Is all sweet rice the same, no matter what country it is grown in?  Surprisingly not.  Here in Monticello, we have Ja-roen Thai Restaurant (thankfully still open, and everyone wishes the sushi would be brought back…but I digress).  In Moab, there are several Thai restaurants that are of high quality as well.  One dessert that is typically on menus is Mango with Coconut Sticky Rice (Khao Niao Mamuang).  The rice used is whiter, less opaque and longer than that used in Japanese restaurants.  After the rice is prepared, it is combined with full-fat, sweetened coconut milk, and left to rest to soak up the milk.


 

 

So, it is no surprise that Roy and I are super fans of Asian cuisines, and he benefits from all my attempts at creating many of our favorite dishes.  Lately, I have been on a mochi kick.  Say what?  Mochi which is made from a Japanese grown short grain, opaque form of sweet rice.  The traditional method of making the mochi paste is to steam the rice, then pound it out inside a wooden bowl with a wooden mallet.  The paste is then formed into balls that can be eaten as is, or the paste is formed around sweet or savory fillings.  Nowadays, the flour can be purchased, water and sweetener added, and the paste simply stirred up in a bowl.  For those truly interested, you can learn, in six easy steps, to make your own homemade mochi, with your purchased flour, at: https://www.instructables.com/How-to-Make-Homemade-Mochi/


 

Purchasing premade mochi, online, is available, shipped in from Japan, and most vendors have reasonable prices.  The products may have a filling, or you can purchase just the simple mochi balls that resemble mini-marshmallows covered in powdered sugar.  But wait, if you happen to be in Monticelli, stop in at Blue Mountain Foods, go to the ice cream section and you can purchase “My Mochi”; mochi wrapped around frozen balls of rich and delicious ice cream (my favorite flavors are green tea and double chocolate).  Remember though, these little goodies are high in carbs, so one is a perfect serving.  Roy and I, though, had a fun time taste testing all the products we could find; in moderation of course (wink, wink).
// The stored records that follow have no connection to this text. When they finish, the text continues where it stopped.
PR #9185, opened 2025-08-21
[XDP] Enhancement to Bytes Count XRT Profile API to accurately measure clock cycles

vipangul:
Added user events

VITIS-14440 - Improvements to profile API to measure byte count accurately.

If to tal byte count is lesser than the total transfer on the graph.port, counter would not stop counting as soon as requested bytes transfer has completed.
 
To address this, similar to how it is being supported in xrt.ini , XRT profile API has also been improved to -
- Avail use of combo3 state machine to accurately measure the byte count.
- It also aligns implementation for Profile APIs and xrt.ini profiling

Low

Verified on AIE1 & HW_EMU designs

### DIFF
--- a/src/runtime_src/core/edge/user/aie/common_layer/adf_profiling_api.cpp
+++ b/src/runtime_src/core/edge/user/aie/common_layer/adf_profiling_api.cpp
@@ -159,14 +159,50 @@ err_code profiling::profile_stream_start_to_transfer_complete_cycles(XAie_DevIns
     uint8_t streamWidthInBytes = 4;
     if (dev->DevProp.DevGen == XAIE_DEV_GEN_AIE2PS)
         streamWidthInBytes = 8;
+    // Counter1 - Measures the total beats for the specified total bytes.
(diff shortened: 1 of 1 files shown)


src/runtime_src/core/edge/user/aie/common_layer/adf_profiling_api.cpp
```diff
@@ -159,15 +159,51 @@ err_code profiling::profile_stream_start_to_transfer_complete_cycles(XAie_DevIns
...
+    std::vector<XAie_Events>         combo_events;
+    std::vector<XAie_EventComboOps>  combo_opts;
+    std::vector<XAie_Events>         comboConfigedEvents;
+    XAie_Events newStartEvent = XAIE_EVENT_NONE_CORE;
+
+    // Set up a combo event using start & count event type
+    comboEvent3 = fal_util::s_pXAieDev->tile(shimColumn, 0).pl().comboEvent(4);
+    int rcCombo = comboEvent3->reserve();
+    if (rcCombo != XAIE_OK)
+      std::cout << "ERROR: event::start_profiling: Failed to reserve combo event resources." << std::endl;
```
vipangul: Need to remove debug logs.

jvillarre (approved):

PR #9186, opened 2025-08-21
Remove xbmgmt bash completion from setup scripts

rchane:
Recent testing when sourcing setup script on Linux would show warning about missing xbmgmt script before running xrt-smi normally.
Recent cleanup of xbutil/xbmgmt mentions in code may have caused this, discovered in personal testing
Removed the relevant xbmgmt script sourcing from the setup script.
N/A
Tested on STX xdna, sourcing works normally again without the extra message.
N/A


rchane:
> can you remove the actual script as well as it is not being used anywhere else anymore?

I looked into it further and see that it is still being installed for Alveo. Let me see if I can update the setup scripts.

PR #9231, opened 2025-09-14
Add minimal version info header to help compiler cache

shramov:
xrt/detail/abi.h includes autogenerated version.h that contains timestamp but use only major/minor version macros. Using smaller header enables use of compiler caches (like ccache).

Make it possible to use ccache (or other compiler cache) at buildhosts

Slim version header is added that contains only necessary info. Old version.h is left unchanged but it is possible to include slim one there to reduce code duplication

Why this solution is better then -DXRT_CCACHE?

XRT_CCACHE uses global define -DDISABLE_ABI_CHECK so technicaly compilation result is different and some errors can not be detected (redefinition of variables/macros from version.h for example).

This patch fixes root cause why -DDISABLE_ABI_CHECK was introduced and same code base with same flags can be compiled with or without ccache.

Code that uses version macros without including version.h will break

### DIFF
--- a/src/CMake/config/version-slim.h.in
+++ b/src/CMake/config/version-slim.h.in
@@ -1,0 +1,13 @@
+#ifndef _XRT_VERSION_SLIM_H_
+#define _XRT_VERSION_SLIM_H_
+
+/*
+ * This header contains minimal version info needed for xrt/detail/abi.h header
+ */
+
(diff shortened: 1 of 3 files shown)


stsoe:
Hi @shramov .  Thank you very much for these changes.    I have built on your changes in f #9238.

PR #9232, opened 2025-09-14
Add workflow that builds deb package using debian/rules

shramov:
Debian build rules are not used in regular builds and break from time to time.

Workflow uses dependencies list extracted from debian/control with simple perl script to make sure they are valid.

This is draft until some issues are clarified and resolved:

- [ ] It looks like packaging is gradually shifting from /opt/xilinx/xrt to /usr (see f47d3cd5 for example). Is it true?
- [ ] What is minimal amount of tests that should be performed on installed package? Calling xclbinutil and compiling xrt/00_hello tests is enought?
- [ ] This pull request uses ccache (that greatly reduces compilation time) that depends on #9231 (if it is not merged then using ccache does not make sense).
- [ ] Also there are files installed (but not packaged) in /usr/src/xrt-aws-2.20.0 (dkms files reports that this is xrt-awsmgmt driver). Should it be packaged into xrt-aws-dkms package?

### DIFF
--- a/.github/workflows/debian-validate.yml
+++ b/.github/workflows/debian-validate.yml
@@ -1,0 +1,52 @@
+name: Validate Debian build
+
+on: [push, pull_request]
+
+jobs:
+  build:
+    strategy:
+      matrix:
+        os: [ubuntu-24.04]
+    runs-on: ${{ matrix.os }}
+    steps:
+    - uses: actions/checkout@v4
+      with:
+        fetch-depth: 0
+        submodules: recursive
+    - uses: actions/cache@v4
+      with:
+        path: |
+          /home/runner/.ccache
+          /home/runner/.cache/ccache
+        key: debian-validate:${{ matrix.os }}:${{ github.sha }}
+        restore-keys: 'debian-validate:${{ matrix.os }}:'
+    - name: disable man-db trigger # See https://github.com/actions/runner-images/issues/10977
+      run: |
+        echo "set man-db/auto-update false" | sudo debconf-communicate
+        sudo dpkg-reconfigure man-db
+    - name: install deps
+      run: |
+        ln -s build/debian debian
+        sudo apt update
+        sudo apt remove --yes libpython3*-dev # By default github images have python3-dev packages installed, drop them
+        sudo apt install --yes build-essential ccache
+        sudo apt satisfy --yes --no-install-recommends "`perl ./debian/print-build-deps.pl`"
+    - name: build
+      env:
+        CMAKE_CXX_COMPILER_LAUNCHER: ccache
+        CMAKE_C_COMPILER_LAUNCHER: ccache
+      run: dpkg-buildpackage --no-sign -b -j4
+    - name: test
+      continue-on-error: true
+      run: |
+        set -x
+        test ! -f /opt/xilinix/xrt/bin/xclbinutil
+        if pkg-config --exists xrt; then echo "XRT pkg-config file installed: `pkg-config --modversion xrt`"; false; else true; fi
+        sudo dpkg -i ../xrt_*.deb
+        test -f /opt/xilinx/xrt/bin/xclbinutil
+        pkg-config --exists xrt
+        mkdir build-test
+        cd build-test
+        c++ -ohello `pkg-config --cflags --libs xrt` -Wall ../tests/xrt/00_hello/main.cpp
+
+# vim: sts=2 sw=2 et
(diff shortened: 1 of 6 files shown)


stsoe:
> It looks like packaging is gradually shifting from /opt/xilinx/xrt to /usr (see https://github.com/Xilinx/XRT/commit/f47d3cd549dff89f7bcaa48b83254c40f4598503 for example). Is it true?

The CMake files were changed to obey and never set CMAKE_INSTALL_PREFIX.  So it's entirely up to the build to specify the install for packages.

>  What is minimal amount of tests that should be performed on installed package? Calling xclbinutil and compiling xrt/00_hello tests is enough?

Sound sufficient to me.

> This pull request uses ccache (that greatly reduces compilation time) that depends on https://github.com/Xilinx/XRT/pull/9231 (if it is not merged then using ccache does not make sense).

I will look at #9231.   However, ccache is already supported with build.sh.   It sets -DXRT_CCACHE=1 during configuration and disables inclusion of version.h. Do we need anything additional?  I do like the fact that the generated version file is in the same relative location as the installed header.   

> Also there are files installed (but not packaged) in /usr/src/xrt-aws-2.20.0 (dkms files reports that this is xrt-awsmgmt driver). Should it be packaged into xrt-aws-dkms package?

@ManojTakasi , @chvamshi-xilinx ?

shramov:
> The CMake files were changed to obey and never set CMAKE_INSTALL_PREFIX. So it's entirely up to the build to specify the install for packages.

But what is right way in your opinion? Use /opt/xilinx/xrt or /usr for packaging? Official packages (last available at least) use /opt/xilinx/xrt.

> I will look at #9231. However, ccache is already supported with build.sh. It sets -DXRT_CCACHE=1 during configuration and disables inclusion of version.h. Do we need anything additional? I do like the fact that the generated version file is in the same relative location as the installed header.

Oh, i've missed XRT_CCACHE define, but it is not needed if datetime field is not included into whole build tree. Please take a look at #9231, maybe you'll find it usefull.

stsoe:
> But what is right way in your opinion? Use /opt/xilinx/xrt or /usr for packaging? Official packages (last available at least) use /opt/xilinx/xrt.

I am under the impression that upstream is in control of CMAKE_INSTALL_PREFIX.    I am working on a Debian upstream for XRT for NPU.   It will use /usr as the install root.    I am not familiar with what build/debian is used for or by whom?  But I would not recommend changing the install location as this time; let's see if ultimately this build/debian can be merged with what I am working on.

> Please take a look at https://github.com/Xilinx/XRT/pull/9231, maybe you'll find it usefull.

Yes, very useful.  Thank you.

shramov:
> I am not familiar with what build/debian is used for or by whom?

We were using build/debian (with minor tweaks) for 3+ years for Alveo cards but it looks like I've picked up wrong base for packaging.

At first glance 'official' debianization that can be found at https://salsa.debian.org/xilinx-packages-team/xrt lacks xrt-xocl-dkms. So at least for now build/debian is pretty useful.

I'll try to use package from salsa and report back.

stsoe:
> > I am not familiar with what build/debian is used for or by whom?
> 
> We were using build/debian (with minor tweaks) for 3+ years for Alveo cards but it looks like I've picked up wrong base for packaging.
> 
> At first glance 'official' debianization that can be found at https://salsa.debian.org/xilinx-packages-team/xrt lacks xrt-xocl-dkms. So at least for now build/debian is pretty useful.
> 
> I'll try to use package from salsa and report back.

The salsa repo XRT packages is what I am working on updating.  But this upstreaming will change to support NPU only.  It will not be an edge build and there will be no xocl-dkms.  It sounds like buid/debian serves a different purpose.

shramov:
> The salsa repo XRT packages is what I am working on updating. But this upstreaming will change to support NPU only. It will not be an edge build and there will be no xocl-dkms. It sounds like buid/debian serves a different purpose.

Is it true that XRT_NPU and XRT_ALVEO (or XRT_XRT) modes of compilation are in conflict? It looks like that enabling both (NPU and ALVEO or NPU and XRT) is possible. 

XRT_NPU mostly affect CMake component names that are not used in packaging, at least one test is disabled (xclbinutil file-check) and src/runtime_src/core/common/xdp/profile.cpp compiled with -DXDP_CLIENT_BUILD.

stsoe:
This PR appears stale in the context of salsa, where both NPU and Alveo are built together.

PR #9234, opened 2025-09-15
Fix for c compiler warning. 

svup-xilinx:
Fix for c compiler warning in xrt_device.h.
c compiler is throwing warning for including xrt_exception.h in xrt_device.h.
 Removing the warning from xrt_exception.h.
Low
Compiled simple application just including xrt_device.h using gcc compiler in windows. 
NA


stsoe (commented):
Let's not change this file.  Instead remove the warning from xrt_exception.h, it's too noisy.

What does mochi taste like?  Similar to a marshmallow, but not as sweet, and the texture is similar, but gooier.  Oh dear, now another warning that sort of ruins some of the fun of eating mochi.  Do not put an entire mochi in the mouth and attempt to eat it whole.  Mochi must be eaten in small bites and thoroughly chewed before swallowing.  Due to its glutinous makeup and dense, thick, sticky texture, it can cause a choking hazard.  If not chewed, but simply swallowed, the sticky mochi gets stuck in the throat, and can lead to suffocation. 
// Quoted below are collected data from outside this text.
PR #9235, opened 2025-09-15
Create scratchpad buffer per context instead of per run

rbramand-xilinx:
Changes are made to create scratchpad memory per hw context instead of per run. As scratchpad memory is used to dump content of memory during preemption of a context, creating it per context makes sense. This also reduces the overhead of destruction of xrt::run object as now xrt::hw_context holds the scratch pad buffer object.

It was discovered by @wendyliang25 during analysis of HIP performance.

xrt::hw_context now has member for scratchpad memory which is created on demand.
We get size per column required as argument as the size of scratchpad memory is specific to a device. Shims that use this feature thus needs to implement virtual function get_num_cols which is used to calculate overall size of scratchpad memory of that context.

Low to moderate

Tested with preemption test case on Strix Linux
Also compared the xrt::run destruction time taken on Strix Linux and it improved
Time taken for ~xrt::run::run without this change for sentence_transformers_paraphrase_multilingual_MiniLM_L12_v2 test case is around 488us and with this change its around 100us.

NA

### DIFF
--- a/src/runtime_src/core/common/api/xrt_hw_context.cpp
+++ b/src/runtime_src/core/common/api/xrt_hw_context.cpp
@@ -9,6 +9,7 @@
 
 #include "core/common/config_reader.h"
 #include "core/common/message.h"
+#include "core/common/time.h"
 #include "core/common/utils.h"
 #include "core/include/xrt/xrt_hw_context.h"
 #include "core/include/xrt/experimental/xrt_ext.h"
@@ -48,18 +49,6 @@ dump_bo(const char* buf_map, const std::string& filename, size_t size, size_t of
 
   const char* buf = buf_map + offset;
   ofs.write(buf, static_cast<std::streamsize>(size));
-}
-
-// Returns the current timestamp in string format
-static std::string
-get_timestamp_str()
-{
-  auto current_time = std::chrono::system_clock::now();
-  std::time_t time = std::chrono::system_clock::to_time_t(current_time);
-  std::stringstream time_stamp;
-  time_stamp << std::put_time(std::localtime(&time), "%Y-%m-%d_%H-%M-%S");
-
-  return time_stamp.str();
 }
 }
 
@@ -127,7 +116,7 @@ class hw_context_impl : public std::enable_shared_from_this<hw_context_impl>
         // Use timestamp, slot index in file name
         for (size_t i = 0; i < m_num_uc; i++) {
           auto file_name = "uc_log_" + std::to_string(xrt_core::utils::get_pid()) + "_"
-              + get_timestamp_str() + "_" + std::to_string(m_slot_idx) + "_" + std::to_string(i) + ".bin";
+              + xrt_core::get_timestamp_for_filename() + "_" + std::to_string(m_slot_idx) + "_" + std::to_string(i) + ".bin";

Please do not be turned off by this warning, since common sense dictates that anything eaten must be in manageable bites anyway, but can still cause a choking hazard. 

Roy and I dream about traveling to the various Asian countries someday, but until then, we can enjoy the cuisines, either in a restaurant, or making it at home.  Try it, you just might surprise yourself, and truly like it!